Mary hatte sich vergeblich gewehrt. Sie hatte gekratzt und sogar gebissen, sich geweigert zu laufen. Die Wachen des Gefängnisses aber hatten sie im Nu überwältigt, ihr die Hände auf dem Rücken fixiert und einen Knebel in den Mund gesteckt. „Gleiches Recht für Frauen!“, hatte Mary immer wieder ausgerufen. Bis zuletzt. Aus den anderen Zellen tönten laute Stimmen mit ein.
„Halte durch, Schwester!“
„Sie können dich festhalten, aber nicht deinen Kampfgeist brechen!“
„Zeig ihnen, dass wir nicht das schwache Geschlecht sind!“
„Niemals wieder unter der Knechtschaft der Ehemänner!“
Mary versuchte ruhig zu atmen und sich auf das Kommende vorzubereiten, während man sie durch den langen Gang des Zellenblocks schleifte. Zu jenem Raum, von dem sie schon so viel gehört hatte. Im Geiste begann sie zu beten.

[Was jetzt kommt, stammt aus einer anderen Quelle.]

PR #4231, opened 2021-04-19
Remove check for threading when marine BGC is active

### LINKED ISSUE #3619: Ocean BGC not supporting threading?
Use latest master with any machine that has a config with threads>1.   Create a case with the following.  (I did this on cori).
--compset BGCEXP_BCRC_CNPRDCTC_1850 --res ne30_oECv3

During ./case.setup, you get this error:
```
   Calling /global/u2/r/rjacob/E3SM/components/mpas-ocean/cime_config/buildnml
ERROR:  ERROR mpas-o buildnml: ocn bgc cannot be run with more than 1 thread
```

I thought ocean BGC threading was fixed on master?

jonbob:
Removes a check in the mpas-ocean buildnml script that threw an error if the number of threads was greater than 1 and bgc was being used. Recent PRs have made the marine BGC in mpas-ocean and mpas-seaice thread-safe, so this is no longer necessary.

Fixes #3619 

[BFB]

### DIFF
--- a/components/mpas-ocean/cime_config/buildnml
+++ b/components/mpas-ocean/cime_config/buildnml
@@ -56,13 +56,6 @@ def buildnml(case, caseroot, compname):
     if not os.path.isdir(mpasoconf_dir): os.mkdir(mpasoconf_dir)
 
     #--------------------------------------------------------------------
-    # MPAS-O with active BGC fails bfb restart with more than 1 thread
-    # DO NOT run with ocean bgc turned on with more than 1 thread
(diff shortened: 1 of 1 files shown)


jonbob:
Test merge passes PET_Ld5_P480.ne30_oECv3.BGCEXP_BCRC_CNPRDCTC_1850.chrysalis_intel.elm-bgcexp

rljacob (approved):

jonbob:
merged to master

PR #4233, opened 2021-04-20
update NGGPS benchmark namelists

mt5555:
add NGGPS 3km benchmark namelist used for SC20 paper from Oksana Guba
add NGGPS 3km benchmark namelist used most recently on Summit from Andrew Bradley


mt5555:
adding namelists for reference. no impact on tests. skipping integration testing.

PR #4239, opened 2021-04-21
Write and read back standard name for all variables in the model

### LINKED ISSUE #4230: Restart run with GNU fails to write restart files due to uninitialized value in "standard_name"
I recently stumbled onto an error that only applies to GNU and is missed by our current ERS test. The error only occurs when a run starts as a restart and tries to write a new set of restart files. This is specific to the restart history file (*eam.rh0*). Currently, our ERS test misses this because it disables writing restart files for the second run. 

To reproduce the problem in an ERS test simply comment out the line that sets REST_OPTION=never in cime/scripts/lib/CIME/SystemTests/ers.py. Alternatively, you can run an SMS test and manually set RESUBMIT=1, so that a second run tries to write restart files. 

@dqwu and @jayeshkrishna were able to trace the problem down to uninitialized values in the "standard_name" variable that was added in PR #4103. So the problem can easily be fixed by initializing this variable at line 1785 in components/eam/src/control/cam_history.F90 like so:
    tape(t)%hlist(f)%field%standard_name = ''

I was further able to verify that PR #4103 is the source of the problem by running a modified ERS test (as described above) for  the commits before and after this PR was merged:
    2f03689881f1de211675bd3ee53f3afa68f2d18e    (Update mpas-source: pgi syntax fix)
    2fbae49c31288775b4f8e69528b390f8cb0d9006    (Merge branch 'rljacob/eam/fix-metadata' (PR #4103))
And the test with the second commit will fail.

dqwu:
Initialize standard name for fields in the history list while
reading data from restart files.

Furthermore, use a special variable (array of strings) in the
restart file to store standard name for all variables in the
model, which can be read back later to create the attributes.

Fixes #4230

### DIFF
--- a/components/eam/src/control/cam_history.F90
+++ b/components/eam/src/control/cam_history.F90
@@ -1780,6 +1780,7 @@ CONTAINS
         tape(t)%hlist(f)%field%decomp_type = decomp(f,t)
         tape(t)%hlist(f)%field%numlev = tmpnumlev(f,t)
         tape(t)%hlist(f)%field%mixing_ratio = ''
+        tape(t)%hlist(f)%field%standard_name = ''
         tape(t)%hlist(f)%hwrt_prec = tmpprec(f,t)
 
         mdimcnt = count(allmdims(:,f,t) > 0)
--- a/components/eam/src/control/cam_history.F90
+++ b/components/eam/src/control/cam_history.F90
@@ -102,7 +102,7 @@ module cam_history
   !
   !   The size of these parameters should match the assignments in restart_vars_setnames and restart_dims_setnames below
   !   
-  integer, parameter :: restartvarcnt              = 37
+  integer, parameter :: restartvarcnt              = 38
   integer, parameter :: restartdimcnt              = 10
   type(rvar_id)      :: restartvars(restartvarcnt)
   type(rdim_id)      :: restartdims(restartdimcnt)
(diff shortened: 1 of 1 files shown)


components/eam/src/control/cam_history.F90
```diff
@@ -1761,6 +1774,8 @@ subroutine read_restart_history (File)
         ierr = pio_get_var(File,zonal_complement_desc, (/f,t/), tape(t)%hlist(f)%field%zonal_complement)
         ierr = pio_get_var(File,avgflag_desc, (/f,t/), tape(t)%hlist(f)%avgflag)
         ierr = pio_get_var(File,longname_desc, (/1,f,t/), tape(t)%hlist(f)%field%long_name)
+        tape(t)%hlist(f)%field%standard_name = ''
```
whannah1, line 1777: seems weird to mix this initialization line in with a block of pio_get_var lines. I think it'd be cleaner to move it down below.

whannah1 (approved):
Looks good to me!

components/eam/src/control/cam_history.F90
jayeshkrishna: I am not sure if it can be moved down, the default inits later on in the code is for attributes that are not saved (so not read back)
@dqwu: Can you remove the above initialization? Currently long_name and other attributes don't have any initialization (if you want to add these inits maybe add them in a block above all the get_vars, but add it for all the field attributes)

jayeshkrishna: Now looking at the code below, sampling_seq field has an initialization just before its read back. So I am ok with the init here as is. I will approve the PR soon.

jayeshkrishna (approved):

rljacob:
merged to next

PR #6539, opened 2024-08-08
Update ANL LCRC Improv machine config

amametjanov:
Update ANL LCRC Improv machine config:
- force-purge sticky modules
- add env-var to avoid lock-files while reading netcdf files
- increase ne30 PE-layout 4->6 nodes to avoid OOM errors

[BFB]


amametjanov:
Testing with `e3sm_extra_coverage` -- 18 of 18 pass: https://my.cdash.org/viewTest.php?buildid=2627076

rljacob (approved):

PR #6547, opened 2024-08-14
MALI thermal solver bug fix and improved iceberg handling

matthewhoffman:
This merge updates the E3SM-Project/E3SM repo with MALI improvements from MALI-Dev/develop since February 2024.  The primary update needed is a bug fix to the thermal solver that prevents model crashes in some situations when ice thickness is very small.  Bringing this to master is in preparation for enabling the MALI thermal solver in E3SM, which is required for completing ice-sheet/ocean coupling.

Additionally, this brings in improvements to the detection of icebergs and small islands that makes the velocity solver more robust.  There are a number of other changes related to the subglacial hydrology model and sea-level model in MALI, both of which are still in development for coupled E3SM applications.

Complete list of MALI-Dev/develop merges included:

„Vater unser, der du bist im Himmel … lass nicht zu, dass sie mich brechen, wie du es nicht zugelassen hast bei deinem Sohn…“
Mary war nie besonders gläubig gewesen, doch es konnte nicht schaden.

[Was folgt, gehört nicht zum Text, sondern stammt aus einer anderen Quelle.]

PR #6562, opened 2024-08-26
Add alternative data stream control for SO2 species in ext_frc

wlin7:
Made changes to allow SO2 species in ext_frc_specifier to have a separate
data stream control (e.g., type, cycle_yr) from that for the other species.
This is probably the simplest way to allow only volcanic SO2 to vary with time
while holding all other SO2 sectors to a fixed year in historical single forcing
experiment design.

[BFB] for existing tests.


wlin7:
Thanks for reviewing @mahf708 . I put the modified tracer_data.F90 on a wrong directory. 
No essential change to the file. Just to print an extra variable (datatimep) to track (and verify) the correct data slice is read. The file was copied there after my test runs, so I didn't realize.

rljacob:
@jinboxie please review.

jinboxie (approved):

wlin7:
Merged to master.

PR #6565, opened 2024-08-26
Update CIME submodule

jgfouca:
... to af3eab5b8a213e79923551e7f9d9f56edb944c0f

Changes:
1) Generalize _hists_match for mom6 files
2) support append in config_pes.xml overrides field
3) Add case git: Adds a case interface to git.
   It creates a local git repository when case.setup is
   run and updates that repository with each action that triggers an
   update of the CaseStatus file. Optionally a remote repository can be
   attached by setting CASE_GIT_REPOSITORY to the name of the remote
   repository.
4) xmlchange: Add documentation for setting values with commas
5) Remove mct for cesm
6) remove load_balancing_tool, broken and unsupported

Fixes
1) Fix/rest n in tests: move the computation of REST_N into the python
2) cprnc: need to make sure the directory exists before linking to it
3) check_lockedfiles call in xmlchange needs quiet=True
4) fixes detection of pfunit_path by making sure it exists
5) Fixes handling cprnc output
6) Fixes creating new environment with specific python version
7) Fixes `query_config` tool.
   - Adds longname to `--grids`
   - Fixes duplicate and empty choices
8) Fixes check_lockedfiles call in xmlchange
9) Fix list_e3sm_tests tool

[BFB]


jgfouca:
@mahf708 , that feature is off by default.

jgfouca:
Oh, I see the CI fails. I guess it breaks even if off?

jgfouca:
Yeah, I thought this was something the user had to opt-in for.

rljacob:
But ERS_P8.ne4pg2_oQU480.WCYCL2010NS passes and the only difference is the testmod to add output.

rljacob:
This is the error message:  “Expected to compare 9 hist files, but only compared 6. It’s possible
that the hist_file_extension entry in config_archive.xml is not correct
for some of your components.”

rljacob (changes requested):
Need to fix ERS test.  Should compare 9 files but only compares 6.

jgfouca:
Merged to next.

ndkeen:
Yes we hit that error that @mahf708 reported 
```
            if append[key]:
        KeyError: 'MAX_MPITASKS_PER_NODE'
```

jgfouca:
Re-merged to next.

rljacob:
Is the PR description still right?  Are we updating to hash af3eab5b8 ?

jgfouca:
@rljacob , fixed.

rljacob:
Is this PR description still accurate?

rljacob:
But you're not updating to a hash on master are you?  Its a hash (52787427846) on a branch off of master to revert the git feature and other things.  The PR description needs to say that.

jgfouca:
@rljacob , done.

rljacob (approved):

rljacob:
The description still isn't accurate because the git feature is disabled and the rest_n calculation PR was completely reverted so that had to be removed.  I fixed it.   Also that branch has to live forever in ESMCI/cime so that this state of master can be recovered.

PR #6566, opened 2024-08-26
Add ocean relativeVorticityAtSurface to highFrequencyStats

mark-petersen:
It is useful to visualize relative vorticity at the surface, which was not saved in high frequency stats in the past. I have added this commit to several recent simulations, including for the high-resolution Gulf of Mexico work. It works as expected. The variable is added to the default output for `highFrequencyStats`, but is only a 2D field and is optional. 

We commonly use relative vorticity at the surface for images and movies, in addition to surface kinetic energy.


xylar (approved):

Als sich die Tür öffnete, erkannte sie sogleich, was ihr bevorstand:
Ein Stuhl, auf dem man sie fixieren würde.
Ein Tisch, auf dem alles schon bereitstand.

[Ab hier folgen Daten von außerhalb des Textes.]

PR #6567, opened 2024-08-27
Add DLND to moab coupler

iulian787:
Add data land capability for moab driver;
case tested: --res r05_r05 --compset RMOSGPCC 
standard data moab model, mainly adapt from data ocean implementation

major change: Initialize all factors set by MOAB area correction init routine to 1.0. It affects all models, 
but it seems that some values were not initialized for data land case.
On chrysalis, with intel compiler, it actually complained about non initialized values when applying correction factors. 

The compressing file errors seen during development were caused by non-ascii characters in the log files. 
Those were caused by an uninitialized mapper, for which we were still creating a MOAB map. It was never used, 
it is fixed properly now, the moab map is not computed anymore. 

[BFB]

### DIFF
--- a/components/data_comps/dlnd/src/dlnd_comp_mod.F90
+++ b/components/data_comps/dlnd/src/dlnd_comp_mod.F90
@@ -148,10 +148,10 @@ CONTAINS
 #ifdef HAVE_MOAB
     character*400  tagname
     real(R8) latv, lonv
-    integer iv, tagindex, ilat, ilon  !, arrsize, nfields ! ierr is already defined as integer above
+    integer iv, tagindex, ilat, ilon 
     real(R8), allocatable, target :: data(:)
     integer(IN), pointer :: idata(:)   ! temporary
-    real(r8), dimension(:), allocatable :: moab_vert_coords  ! temporary
+    real(R8), dimension(:), allocatable :: moab_vert_coords  ! temporary
 #ifdef MOABDEBUG
     character*100 outfile, wopts
 #endif
--- a/components/data_comps/dlnd/src/dlnd_comp_mod.F90
+++ b/components/data_comps/dlnd/src/dlnd_comp_mod.F90
@@ -29,6 +29,10 @@ module dlnd_comp_mod
   use dlnd_shr_mod   , only: domain_fracname ! namelist input
   use dlnd_shr_mod   , only: nullstr
 
+#ifdef HAVE_MOAB
+  use seq_comm_mct,     only : mlnid ! id of moab lnd app
+  use iso_c_binding
+#endif
   ! !PUBLIC TYPES:
   implicit none
   private ! except
@@ -100,6 +104,12 @@ CONTAINS
        scmMode, scmlat, scmlon)
 
     ! !DESCRIPTION: initialize dlnd model
+#ifdef HAVE_MOAB
+       use iMOAB, only: iMOAB_DefineTagStorage, iMOAB_GetDoubleTagStorage, &
+                        iMOAB_SetIntTagStorage, iMOAB_SetDoubleTagStorage, &
+                        iMOAB_ResolveSharedEntities, iMOAB_CreateVertices, &
+                        iMOAB_GetMeshInfo, iMOAB_UpdateMeshInfo, iMOAB_WriteMesh
+#endif
     implicit none
 
     ! !INPUT/OUTPUT PARAMETERS:
@@ -134,6 +144,18 @@ CONTAINS
     integer(IN)        :: field_num ! field number
     character(nec_len) :: nec_str   ! elevation class, as character string
     character(*), parameter :: domain_fracname_unset = 'null'
+
+#ifdef HAVE_MOAB
+    character*400  tagname
+    real(R8) latv, lonv
+    integer iv, tagindex, ilat, ilon  !, arrsize, nfields ! ierr is already defined as integer above
+    real(R8), allocatable, target :: data(:)
+    integer(IN), pointer :: idata(:)   ! temporary
+    real(r8), dimension(:), allocatable :: moab_vert_coords  ! temporary
+#ifdef MOABDEBUG
+    character*100 outfile, wopts
+#endif
+#endif
 
     !--- formats ---
     character(*), parameter :: F00   = "('(dlnd_comp_init) ',8a)"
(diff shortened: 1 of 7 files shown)


components/data_comps/dlnd/src/dlnd_comp_mod.F90
```diff
@@ -135,6 +145,18 @@ subroutine dlnd_comp_init(Eclock, x2l, l2x, &
     character(nec_len) :: nec_str   ! elevation class, as character string
     character(*), parameter :: domain_fracname_unset = 'null'
 
+#ifdef HAVE_MOAB
+    character*400  tagname
+    real(R8) latv, lonv
+    integer iv, tagindex, ilat, ilon  !, arrsize, nfields ! ierr is already defined as integer above
```
vijaysm, line 151: Remove commmented out fields

components/data_comps/dlnd/src/dlnd_comp_mod.F90
```diff
@@ -135,6 +145,18 @@ subroutine dlnd_comp_init(Eclock, x2l, l2x, &
...
+    real(R8), allocatable, target :: data(:)
+    integer(IN), pointer :: idata(:)   ! temporary
+    real(r8), dimension(:), allocatable :: moab_vert_coords  ! temporary
```
vijaysm, line 154: Use R8 or r8 consistently everywhere. I suggest R8

components/data_comps/dlnd/src/dlnd_comp_mod.F90
```diff
@@ -256,6 +278,119 @@ subroutine dlnd_comp_init(Eclock, x2l, l2x, &
 
     call t_stopf('dlnd_initmctdom')
 
+#ifdef HAVE_MOAB
+    ilat = mct_aVect_indexRA(ggrid%data,'lat')
+    ilon = mct_aVect_indexRA(ggrid%data,'lon')
+    allocate(moab_vert_coords(lsize*3))
+    do iv = 1, lsize
+       lonv = ggrid%data%rAttr(ilon, iv) * SHR_CONST_PI/180.
+       latv = ggrid%data%rAttr(ilat, iv) * SHR_CONST_PI/180.
```
vijaysm, line 287: We should expose a utility method in MOAB to do coordinate transformations. It doesn't make sense having this exact same type of transform code in every component

components/data_comps/dlnd/src/dlnd_comp_mod.F90
```diff
@@ -256,6 +278,119 @@ subroutine dlnd_comp_init(Eclock, x2l, l2x, &
...
+                                     idata)
+    if (ierr .ne. 0)  &
+       call shr_sys_abort('Error: fail to set GLOBAL_ID tag ')
+ 
+    ierr = iMOAB_ResolveSharedEntities( mlnid, lsize, idata );
+    if (ierr .ne. 0)  &
+       call shr_sys_abort('Error: fail to resolve shared entities')
+ 
+    deallocate(moab_vert_coords)
+    deallocate(idata)
```
vijaysm, line 320: Is idata allocated inside MCT?

components/data_comps/dlnd/src/lnd_comp_mct.F90
```diff
@@ -146,13 +152,25 @@ subroutine lnd_init_mct( EClock, cdata, x2l, l2x, NLFilename )
...
+#endif
     call dlnd_comp_init(Eclock, x2l, l2x, &
          seq_flds_x2l_fields, seq_flds_l2x_fields, &
          SDLND, gsmap, ggrid, mpicom, compid, my_task, master_task, &
          inst_suffix, inst_name, logunit, read_restart, &
          scmMode, scmlat, scmlon)
-
+#ifdef HAVE_MOAB
+     if (my_task == master_task) then
+          call seq_infodata_PutData( infodata, lnd_domain=SDLND%domainFile) ! we use the same one for regular case
```
vijaysm, line 169: Why is this needed only for MOAB driver?

driver-moab/main/component_mod.F90
```diff
@@ -748,6 +748,7 @@ subroutine component_init_areacor_moab (comp, mbccid, mbcxid, seq_flds_c2x_fluxe
          lsize = comp(1)%mblsize
          allocate(areas (lsize, 3)) ! lsize is along grid; read mask too
          allocate(factors (lsize, 2))
+         factors = 1.0 ! initialize with 1.0 all factors; then maybe correct them
```
vijaysm, line 751: Shouldn't it be factors(:,:) = 1.0? Or is the syntax in general the same (and independent of dimension or compiler family)?

vijaysm (commented):
Reviewed the code and made comments. I haven't run this branch and tested it just yet.

iulian787:
I tested this branch on different platforms, and chrysalis is working fine; gce, perlmutter, and my laptop (gnu compiler) all fail to compress the log files at the end. So the bug I saw earlier is not solved yet. Somehow, it worked on gce when I tested 2 weeks ago;  needs more work

components/data_comps/dlnd/src/dlnd_comp_mod.F90
iulian787: We have this in MOAB, but it does not make sense to expose it from there; iMOAB?  The utility should be either in 
E3SM/share or in E3SM/driver-moab/shr

components/data_comps/dlnd/src/lnd_comp_mct.F90
iulian787: the regular coupler does not need the mesh; we do

components/data_comps/dlnd/src/dlnd_comp_mod.F90
iulian787: mct_gsMap_orderedPoints  allocates it

components/data_comps/dlnd/src/dlnd_comp_mod.F90
rljacob: If its only used within the coupler code (including the code in the models) then driver-moab/shr would be the place.

rljacob: But you don't have to do that for this PR.

driver-moab/main/component_mod.F90
iulian787: we are not consistent, we use both forms, but this one is shorter. 
We are consistent when we use set/get methods with these 2 dimensional arrays, iMOAB_SetDoubleTagStorage, iMOAB_GetDoubleTagStorage; 
`ierr = iMOAB_SetDoubleTagStorage( mbccid, tagname, arrsize , comp(1)%mbGridType, factors)`

driver-moab/main/prep_lnd_mod.F90
```diff
@@ -693,7 +693,7 @@ subroutine prep_lnd_mrg_moab (infodata)
 #endif
 #ifdef MOABCOMP
     character(CXX)           :: tagname, mct_field
-    real(r8)                 :: difference
+    real(R8)                 :: difference
```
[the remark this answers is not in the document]
rljacob: Because you said to use R8 or r8 consistently.  R8 is better.

components/data_comps/dlnd/src/dlnd_comp_mod.F90
```diff
@@ -256,6 +278,119 @@ subroutine dlnd_comp_init(Eclock, x2l, l2x, &
...
+    enddo
+ 
+    ! create the vertices with coordinates from MCT domain
+    ierr = iMOAB_CreateVertices(mlnid, lsize*3, 3, moab_vert_coords)
+    if (ierr .ne. 0)  &
+       call shr_sys_abort('Error: fail to create MOAB vertices in data lnd model')
+ 
+    tagname='GLOBAL_ID'//C_NULL_CHAR
+    ierr = iMOAB_DefineTagStorage(mlnid, tagname, &
+                                  0, & ! dense, integer
```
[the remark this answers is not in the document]
iulian787: yes, we do, because if we do not define it, iMOAB set tag does not work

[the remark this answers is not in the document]
vijaysm: Hmm, it should for a fundamental tag like this.

vijaysm (approved):
Thanks for addressing my comments!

Ein Trichter, daran ein Schlauch aus rotem Gummi.
Ein Krug mit Haferschleim darin.
Schon der Anblick ließ Marys Kehle zusammenkrampfen.
Jetzt nur keine Schwäche zeigen, nahm sie sich vor.
Sie wusste, dass die Zwangsernährung eine Tortur war, die schon viele Schwestern erlitten hatten. Es würde nicht lange dauern. Dann würde man sie zurück in die Zelle bringen.
Noch zehn weitere Tage. Dann wäre ihre erste Haft überstanden. Sie würde einen Strauß mit violetten Veilchen bekommen, eine Schärpe in den Farben der Suffragetten und eine Urkunde, die ihr im Namen von Mrs. Pankhurst bescheinigte, dass sie nun ganz offiziell zu ihnen gehörte.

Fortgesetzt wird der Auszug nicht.